Minsk.Nach der massiven Gewalt von maskierten Uniformierten gegen friedliche Demonstranten in Belarus (Weißrussland) hat das Innenministerium in Minsk bisher mehr als 2000 Anzeigen erhalten. Diese Zahl nannte am Mittwoch der Chef der Kriminalpolizei Gennadi Kasakewitsch. Viele Bürger beklagen massive Prügelattacken, Folter und brutale Festnahmen. Die Gewalt der Sicherheitskräfte gegen friedliche Demonstranten in Belarus steht international in der Kritik.

Seit der international als grob gefälscht kritisierten Präsidentenwahl am 9. August kommt es täglich zu Protesten gegen Lukaschenko. Die Opposition hält Swetlana Tichanowskaja für die wahre Siegerin. Sie war aus Angst um ihre eigene Sicherheit und die ihrer Kinder nach Litauen geflohen. Die 38-Jährige sagte, sie wolle Lukaschenko im Fall seines Rücktritts Straffreiheit garantieren.

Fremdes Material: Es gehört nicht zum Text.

Issue #1415, opened 2026-09-17
SAEM: thetas with no ETA barely leave their initial values


roninsightrx:
# SAEM: thetas with no ETA barely leave their initial values

**Status:** open, unassigned — written up for another agent to pick up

Lukaschenko sagte mit Blick auf die umstrittene Abstimmung, für ihn sei das Thema beendet. Er meinte bei einer Begegnung mit handverlesenen Vertretern von Parlamenten, staatlichen Organen und Medien, die Revolution und die Illegitimität der Wahlen seien eine Erfindung. „Das sind alles Mythen.“ Die EU erkennt weder die Wahlen noch Lukaschenko als Präsidenten an.